(Dataset excerpts)
——————————

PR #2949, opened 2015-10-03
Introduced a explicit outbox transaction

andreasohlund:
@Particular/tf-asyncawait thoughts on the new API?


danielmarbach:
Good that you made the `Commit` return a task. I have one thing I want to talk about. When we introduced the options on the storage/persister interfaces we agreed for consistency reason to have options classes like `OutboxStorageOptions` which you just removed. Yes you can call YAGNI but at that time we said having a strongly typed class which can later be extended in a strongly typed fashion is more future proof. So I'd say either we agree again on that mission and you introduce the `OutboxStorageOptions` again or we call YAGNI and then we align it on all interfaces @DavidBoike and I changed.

——————————

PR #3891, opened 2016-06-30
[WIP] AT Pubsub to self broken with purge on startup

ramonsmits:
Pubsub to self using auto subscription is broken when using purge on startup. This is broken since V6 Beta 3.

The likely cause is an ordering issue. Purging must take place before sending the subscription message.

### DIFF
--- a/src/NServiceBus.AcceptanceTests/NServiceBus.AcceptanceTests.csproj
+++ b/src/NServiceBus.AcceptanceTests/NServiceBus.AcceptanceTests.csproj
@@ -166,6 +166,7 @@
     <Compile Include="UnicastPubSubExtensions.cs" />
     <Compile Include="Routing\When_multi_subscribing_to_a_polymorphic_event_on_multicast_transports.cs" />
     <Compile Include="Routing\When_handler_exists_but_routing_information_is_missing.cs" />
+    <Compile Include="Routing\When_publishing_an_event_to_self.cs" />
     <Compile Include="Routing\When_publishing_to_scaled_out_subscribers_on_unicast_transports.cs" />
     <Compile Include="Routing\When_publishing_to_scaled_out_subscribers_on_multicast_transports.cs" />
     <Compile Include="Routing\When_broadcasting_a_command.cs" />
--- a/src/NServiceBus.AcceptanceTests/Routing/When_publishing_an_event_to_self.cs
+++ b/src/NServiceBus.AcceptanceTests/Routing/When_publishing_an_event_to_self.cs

——————————

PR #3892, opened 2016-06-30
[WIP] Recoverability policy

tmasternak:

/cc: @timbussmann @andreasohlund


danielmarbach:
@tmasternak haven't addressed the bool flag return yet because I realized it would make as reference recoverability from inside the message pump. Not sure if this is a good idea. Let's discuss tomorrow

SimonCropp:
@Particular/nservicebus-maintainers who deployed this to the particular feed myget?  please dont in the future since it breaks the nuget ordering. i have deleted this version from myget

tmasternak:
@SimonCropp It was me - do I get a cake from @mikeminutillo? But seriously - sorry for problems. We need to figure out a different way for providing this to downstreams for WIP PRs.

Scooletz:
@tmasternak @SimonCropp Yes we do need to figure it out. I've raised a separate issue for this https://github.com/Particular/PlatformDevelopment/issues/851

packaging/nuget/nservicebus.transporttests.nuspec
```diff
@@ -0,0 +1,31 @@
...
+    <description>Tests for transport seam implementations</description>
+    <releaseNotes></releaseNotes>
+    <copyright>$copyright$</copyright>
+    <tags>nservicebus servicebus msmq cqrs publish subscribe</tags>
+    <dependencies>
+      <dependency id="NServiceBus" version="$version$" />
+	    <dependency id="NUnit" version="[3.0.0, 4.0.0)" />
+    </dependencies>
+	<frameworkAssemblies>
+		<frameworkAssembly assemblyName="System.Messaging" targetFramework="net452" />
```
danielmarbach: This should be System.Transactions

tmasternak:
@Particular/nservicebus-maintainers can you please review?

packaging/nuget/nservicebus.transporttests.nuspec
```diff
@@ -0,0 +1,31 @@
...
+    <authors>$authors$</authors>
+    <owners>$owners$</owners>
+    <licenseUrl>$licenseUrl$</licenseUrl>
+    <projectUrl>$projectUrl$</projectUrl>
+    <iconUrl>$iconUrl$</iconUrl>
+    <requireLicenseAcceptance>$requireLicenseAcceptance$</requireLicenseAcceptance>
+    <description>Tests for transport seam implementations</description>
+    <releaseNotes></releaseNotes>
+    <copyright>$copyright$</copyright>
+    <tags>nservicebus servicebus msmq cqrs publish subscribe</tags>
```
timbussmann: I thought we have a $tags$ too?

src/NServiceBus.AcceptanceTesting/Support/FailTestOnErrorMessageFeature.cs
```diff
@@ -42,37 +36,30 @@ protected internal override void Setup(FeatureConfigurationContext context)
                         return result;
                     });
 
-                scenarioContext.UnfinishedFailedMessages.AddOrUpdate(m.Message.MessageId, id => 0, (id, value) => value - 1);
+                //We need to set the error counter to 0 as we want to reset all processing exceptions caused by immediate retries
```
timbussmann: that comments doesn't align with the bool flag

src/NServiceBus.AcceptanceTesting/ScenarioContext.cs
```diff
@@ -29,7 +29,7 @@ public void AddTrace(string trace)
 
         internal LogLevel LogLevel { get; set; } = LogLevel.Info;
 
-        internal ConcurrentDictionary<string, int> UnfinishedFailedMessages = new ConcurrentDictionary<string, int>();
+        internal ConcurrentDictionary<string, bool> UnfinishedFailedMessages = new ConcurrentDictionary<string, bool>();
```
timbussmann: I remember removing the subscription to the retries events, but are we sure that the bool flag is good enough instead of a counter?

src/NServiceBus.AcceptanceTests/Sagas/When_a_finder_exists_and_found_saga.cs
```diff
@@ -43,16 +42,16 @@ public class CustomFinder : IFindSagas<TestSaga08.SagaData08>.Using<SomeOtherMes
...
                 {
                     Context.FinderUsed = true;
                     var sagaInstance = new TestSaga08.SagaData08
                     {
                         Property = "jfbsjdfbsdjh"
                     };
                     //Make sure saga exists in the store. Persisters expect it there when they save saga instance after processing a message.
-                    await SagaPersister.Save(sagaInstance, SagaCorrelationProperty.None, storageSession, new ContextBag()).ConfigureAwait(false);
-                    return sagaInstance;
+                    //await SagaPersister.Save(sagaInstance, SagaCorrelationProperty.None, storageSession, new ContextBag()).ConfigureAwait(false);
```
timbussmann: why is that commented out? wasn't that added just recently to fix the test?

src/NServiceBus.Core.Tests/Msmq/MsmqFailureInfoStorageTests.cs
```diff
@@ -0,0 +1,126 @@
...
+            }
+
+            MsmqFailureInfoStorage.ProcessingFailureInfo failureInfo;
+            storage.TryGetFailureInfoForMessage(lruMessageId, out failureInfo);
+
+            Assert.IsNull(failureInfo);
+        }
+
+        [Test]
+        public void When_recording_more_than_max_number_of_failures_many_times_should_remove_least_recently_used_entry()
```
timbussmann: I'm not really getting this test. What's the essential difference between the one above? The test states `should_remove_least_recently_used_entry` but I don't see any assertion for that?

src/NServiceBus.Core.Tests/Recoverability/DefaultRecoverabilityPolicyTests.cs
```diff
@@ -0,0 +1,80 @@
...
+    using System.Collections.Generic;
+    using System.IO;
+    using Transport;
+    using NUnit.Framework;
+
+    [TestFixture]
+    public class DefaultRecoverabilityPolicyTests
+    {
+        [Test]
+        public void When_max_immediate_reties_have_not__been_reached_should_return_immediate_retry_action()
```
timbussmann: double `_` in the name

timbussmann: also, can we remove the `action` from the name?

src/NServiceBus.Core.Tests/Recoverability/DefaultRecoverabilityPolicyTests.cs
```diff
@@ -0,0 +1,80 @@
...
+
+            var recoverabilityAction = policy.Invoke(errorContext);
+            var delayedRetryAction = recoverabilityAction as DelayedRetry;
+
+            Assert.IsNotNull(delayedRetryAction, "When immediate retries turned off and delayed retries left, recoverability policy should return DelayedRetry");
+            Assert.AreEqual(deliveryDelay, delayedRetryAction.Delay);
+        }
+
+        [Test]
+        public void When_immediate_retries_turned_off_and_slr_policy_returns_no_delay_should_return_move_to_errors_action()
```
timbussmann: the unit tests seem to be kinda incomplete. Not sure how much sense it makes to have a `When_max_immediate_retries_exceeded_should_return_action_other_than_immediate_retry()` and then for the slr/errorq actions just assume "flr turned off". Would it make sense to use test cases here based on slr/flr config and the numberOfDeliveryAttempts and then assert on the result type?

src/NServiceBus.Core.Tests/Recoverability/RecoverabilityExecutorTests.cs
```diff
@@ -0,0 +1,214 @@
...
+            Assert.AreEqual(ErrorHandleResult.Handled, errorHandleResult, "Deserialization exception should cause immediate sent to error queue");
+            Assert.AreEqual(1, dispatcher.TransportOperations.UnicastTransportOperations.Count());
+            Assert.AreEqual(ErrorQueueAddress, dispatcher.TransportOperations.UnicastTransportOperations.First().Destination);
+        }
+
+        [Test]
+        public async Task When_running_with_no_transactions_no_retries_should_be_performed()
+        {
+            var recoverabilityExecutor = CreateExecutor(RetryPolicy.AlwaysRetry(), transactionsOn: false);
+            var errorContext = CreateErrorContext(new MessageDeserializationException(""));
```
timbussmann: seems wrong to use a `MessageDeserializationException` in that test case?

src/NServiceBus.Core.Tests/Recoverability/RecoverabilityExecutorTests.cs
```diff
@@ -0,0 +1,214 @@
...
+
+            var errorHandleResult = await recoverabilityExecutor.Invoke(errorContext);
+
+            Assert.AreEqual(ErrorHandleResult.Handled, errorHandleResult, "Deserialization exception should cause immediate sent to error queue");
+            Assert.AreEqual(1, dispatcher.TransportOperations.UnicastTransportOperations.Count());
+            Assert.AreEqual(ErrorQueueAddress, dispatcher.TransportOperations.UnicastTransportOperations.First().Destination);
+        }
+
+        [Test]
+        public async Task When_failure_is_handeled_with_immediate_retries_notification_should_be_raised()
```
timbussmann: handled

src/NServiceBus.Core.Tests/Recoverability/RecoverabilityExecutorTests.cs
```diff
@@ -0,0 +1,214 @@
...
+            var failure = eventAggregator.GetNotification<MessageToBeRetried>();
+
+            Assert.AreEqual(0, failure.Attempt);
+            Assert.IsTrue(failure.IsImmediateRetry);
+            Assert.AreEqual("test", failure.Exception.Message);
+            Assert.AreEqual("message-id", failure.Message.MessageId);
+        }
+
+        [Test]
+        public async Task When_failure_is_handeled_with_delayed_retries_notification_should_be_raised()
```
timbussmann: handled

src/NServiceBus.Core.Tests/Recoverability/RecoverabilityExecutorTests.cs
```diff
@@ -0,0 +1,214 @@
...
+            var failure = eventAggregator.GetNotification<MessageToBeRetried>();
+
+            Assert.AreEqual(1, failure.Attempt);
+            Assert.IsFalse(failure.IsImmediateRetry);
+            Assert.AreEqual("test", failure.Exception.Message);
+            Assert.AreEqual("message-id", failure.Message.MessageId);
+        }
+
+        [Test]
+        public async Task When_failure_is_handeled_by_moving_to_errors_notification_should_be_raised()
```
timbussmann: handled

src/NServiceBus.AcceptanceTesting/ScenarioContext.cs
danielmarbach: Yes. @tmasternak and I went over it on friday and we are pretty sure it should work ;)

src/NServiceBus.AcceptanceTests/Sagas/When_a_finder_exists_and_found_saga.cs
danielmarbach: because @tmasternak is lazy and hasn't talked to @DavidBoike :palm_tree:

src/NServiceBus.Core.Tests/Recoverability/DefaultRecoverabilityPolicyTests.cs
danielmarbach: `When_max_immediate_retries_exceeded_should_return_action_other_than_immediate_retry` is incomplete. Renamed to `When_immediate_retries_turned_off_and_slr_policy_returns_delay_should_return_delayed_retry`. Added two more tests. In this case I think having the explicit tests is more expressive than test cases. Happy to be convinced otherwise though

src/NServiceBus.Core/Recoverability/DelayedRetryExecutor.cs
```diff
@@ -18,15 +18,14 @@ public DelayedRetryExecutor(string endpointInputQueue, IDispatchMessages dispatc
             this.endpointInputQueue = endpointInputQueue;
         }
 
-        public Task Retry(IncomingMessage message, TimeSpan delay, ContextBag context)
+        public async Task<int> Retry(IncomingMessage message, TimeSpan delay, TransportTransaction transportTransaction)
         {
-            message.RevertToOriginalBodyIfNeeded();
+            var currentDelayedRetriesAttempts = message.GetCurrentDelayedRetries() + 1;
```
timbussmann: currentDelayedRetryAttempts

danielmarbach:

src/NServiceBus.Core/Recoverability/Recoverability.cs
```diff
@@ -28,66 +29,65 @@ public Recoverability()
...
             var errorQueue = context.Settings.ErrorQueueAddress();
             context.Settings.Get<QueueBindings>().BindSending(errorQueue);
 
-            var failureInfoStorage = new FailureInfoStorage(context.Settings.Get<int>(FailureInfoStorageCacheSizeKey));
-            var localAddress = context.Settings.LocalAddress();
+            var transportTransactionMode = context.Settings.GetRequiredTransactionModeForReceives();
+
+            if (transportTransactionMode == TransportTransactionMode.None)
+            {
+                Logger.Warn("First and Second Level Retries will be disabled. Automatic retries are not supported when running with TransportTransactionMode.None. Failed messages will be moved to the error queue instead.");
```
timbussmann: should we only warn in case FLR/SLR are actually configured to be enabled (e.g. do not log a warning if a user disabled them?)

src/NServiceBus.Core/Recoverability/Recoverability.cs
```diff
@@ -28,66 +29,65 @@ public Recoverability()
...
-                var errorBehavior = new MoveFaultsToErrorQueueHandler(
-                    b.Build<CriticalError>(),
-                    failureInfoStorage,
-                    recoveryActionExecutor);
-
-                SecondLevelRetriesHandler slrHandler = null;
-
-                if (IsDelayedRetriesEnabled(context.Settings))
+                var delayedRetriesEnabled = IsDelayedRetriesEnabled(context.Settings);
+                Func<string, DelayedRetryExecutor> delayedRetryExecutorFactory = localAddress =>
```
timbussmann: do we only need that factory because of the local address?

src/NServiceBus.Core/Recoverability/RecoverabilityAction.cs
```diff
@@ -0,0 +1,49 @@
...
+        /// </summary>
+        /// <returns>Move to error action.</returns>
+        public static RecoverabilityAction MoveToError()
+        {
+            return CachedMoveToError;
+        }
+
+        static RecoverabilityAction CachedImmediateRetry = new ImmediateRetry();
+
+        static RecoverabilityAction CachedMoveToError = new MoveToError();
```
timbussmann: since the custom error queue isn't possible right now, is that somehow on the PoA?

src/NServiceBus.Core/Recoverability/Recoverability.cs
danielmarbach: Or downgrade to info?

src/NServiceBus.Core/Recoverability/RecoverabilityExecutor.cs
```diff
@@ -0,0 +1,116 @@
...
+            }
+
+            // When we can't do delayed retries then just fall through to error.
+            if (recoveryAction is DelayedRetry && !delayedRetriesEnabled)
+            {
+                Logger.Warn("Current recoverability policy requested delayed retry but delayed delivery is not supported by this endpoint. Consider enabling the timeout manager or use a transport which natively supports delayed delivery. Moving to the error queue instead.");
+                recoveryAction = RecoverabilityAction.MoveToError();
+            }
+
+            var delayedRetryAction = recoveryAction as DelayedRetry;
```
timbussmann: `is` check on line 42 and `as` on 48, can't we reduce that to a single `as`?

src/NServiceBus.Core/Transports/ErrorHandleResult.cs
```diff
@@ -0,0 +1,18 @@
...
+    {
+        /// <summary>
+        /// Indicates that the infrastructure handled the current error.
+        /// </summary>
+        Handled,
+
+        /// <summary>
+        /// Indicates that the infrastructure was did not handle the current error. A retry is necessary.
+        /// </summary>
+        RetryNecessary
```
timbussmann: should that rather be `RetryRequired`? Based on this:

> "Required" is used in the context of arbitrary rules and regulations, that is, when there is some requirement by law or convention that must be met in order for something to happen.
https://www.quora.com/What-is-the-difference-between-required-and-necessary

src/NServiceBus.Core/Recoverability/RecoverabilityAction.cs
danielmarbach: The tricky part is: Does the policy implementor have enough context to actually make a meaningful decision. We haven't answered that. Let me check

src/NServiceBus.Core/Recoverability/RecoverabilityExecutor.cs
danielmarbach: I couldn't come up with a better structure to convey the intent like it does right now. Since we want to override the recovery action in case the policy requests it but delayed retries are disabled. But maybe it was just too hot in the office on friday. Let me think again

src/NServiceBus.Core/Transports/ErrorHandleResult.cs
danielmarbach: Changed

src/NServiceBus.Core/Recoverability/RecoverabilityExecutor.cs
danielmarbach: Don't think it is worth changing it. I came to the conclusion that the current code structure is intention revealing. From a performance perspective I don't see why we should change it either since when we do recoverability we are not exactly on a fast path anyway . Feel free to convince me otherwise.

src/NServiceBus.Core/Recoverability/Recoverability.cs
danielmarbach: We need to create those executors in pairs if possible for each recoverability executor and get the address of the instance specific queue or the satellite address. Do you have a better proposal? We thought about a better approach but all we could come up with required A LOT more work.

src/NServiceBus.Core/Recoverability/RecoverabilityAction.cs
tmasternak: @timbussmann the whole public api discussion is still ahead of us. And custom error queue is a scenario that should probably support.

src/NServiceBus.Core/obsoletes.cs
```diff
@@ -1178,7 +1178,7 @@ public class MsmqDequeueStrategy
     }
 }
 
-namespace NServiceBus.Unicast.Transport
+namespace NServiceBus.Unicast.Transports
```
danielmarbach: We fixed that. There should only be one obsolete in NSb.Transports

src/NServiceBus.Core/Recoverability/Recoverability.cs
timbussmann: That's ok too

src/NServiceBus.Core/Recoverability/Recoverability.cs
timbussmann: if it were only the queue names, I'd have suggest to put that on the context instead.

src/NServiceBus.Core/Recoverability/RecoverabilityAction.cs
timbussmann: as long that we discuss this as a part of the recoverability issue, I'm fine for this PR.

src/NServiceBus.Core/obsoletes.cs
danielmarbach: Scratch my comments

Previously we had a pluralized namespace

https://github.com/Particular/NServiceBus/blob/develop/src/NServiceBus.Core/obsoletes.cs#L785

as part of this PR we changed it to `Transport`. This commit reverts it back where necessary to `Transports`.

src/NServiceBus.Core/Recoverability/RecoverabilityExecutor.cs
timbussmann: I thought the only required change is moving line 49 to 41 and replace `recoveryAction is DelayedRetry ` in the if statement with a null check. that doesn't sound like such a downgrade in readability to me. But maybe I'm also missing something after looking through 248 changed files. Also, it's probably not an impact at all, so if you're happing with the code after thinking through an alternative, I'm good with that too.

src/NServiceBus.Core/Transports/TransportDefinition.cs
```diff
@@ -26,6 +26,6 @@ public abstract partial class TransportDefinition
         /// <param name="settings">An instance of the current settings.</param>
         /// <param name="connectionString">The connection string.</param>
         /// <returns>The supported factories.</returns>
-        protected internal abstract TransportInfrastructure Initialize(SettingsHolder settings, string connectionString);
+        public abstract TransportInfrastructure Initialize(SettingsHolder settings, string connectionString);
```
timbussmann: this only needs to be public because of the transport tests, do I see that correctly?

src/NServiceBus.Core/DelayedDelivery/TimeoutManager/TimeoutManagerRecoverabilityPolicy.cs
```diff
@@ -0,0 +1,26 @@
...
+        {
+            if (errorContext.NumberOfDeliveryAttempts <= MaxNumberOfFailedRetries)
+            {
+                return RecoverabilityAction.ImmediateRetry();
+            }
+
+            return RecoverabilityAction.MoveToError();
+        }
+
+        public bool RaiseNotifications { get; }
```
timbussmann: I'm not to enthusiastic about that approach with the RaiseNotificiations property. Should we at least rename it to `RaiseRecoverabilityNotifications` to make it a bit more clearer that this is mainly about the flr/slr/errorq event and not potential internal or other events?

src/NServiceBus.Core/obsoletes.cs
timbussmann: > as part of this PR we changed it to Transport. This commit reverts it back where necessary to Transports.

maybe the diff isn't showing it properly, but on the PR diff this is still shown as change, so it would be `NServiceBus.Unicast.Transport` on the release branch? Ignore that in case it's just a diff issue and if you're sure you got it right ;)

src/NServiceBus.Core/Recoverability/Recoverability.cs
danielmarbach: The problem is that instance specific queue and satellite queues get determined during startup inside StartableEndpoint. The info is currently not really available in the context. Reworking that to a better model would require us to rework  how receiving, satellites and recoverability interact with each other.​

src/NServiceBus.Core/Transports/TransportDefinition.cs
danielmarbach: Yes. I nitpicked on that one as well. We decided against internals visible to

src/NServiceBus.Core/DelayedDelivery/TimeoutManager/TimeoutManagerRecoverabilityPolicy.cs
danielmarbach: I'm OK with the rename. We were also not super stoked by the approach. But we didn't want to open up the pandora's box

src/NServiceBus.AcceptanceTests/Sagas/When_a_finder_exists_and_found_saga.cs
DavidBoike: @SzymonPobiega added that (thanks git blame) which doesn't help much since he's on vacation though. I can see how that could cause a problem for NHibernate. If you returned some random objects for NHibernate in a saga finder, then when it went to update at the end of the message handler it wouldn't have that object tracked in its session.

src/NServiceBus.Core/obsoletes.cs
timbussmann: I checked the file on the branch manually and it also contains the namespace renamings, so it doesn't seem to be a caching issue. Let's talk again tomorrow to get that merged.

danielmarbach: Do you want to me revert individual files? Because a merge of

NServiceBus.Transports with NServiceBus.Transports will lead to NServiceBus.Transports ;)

——————————

YOUR OBJECTIVE: Report the count of lines in the entries that contain the string "void", and nothing besides it.

EXPECTED ANSWER: 5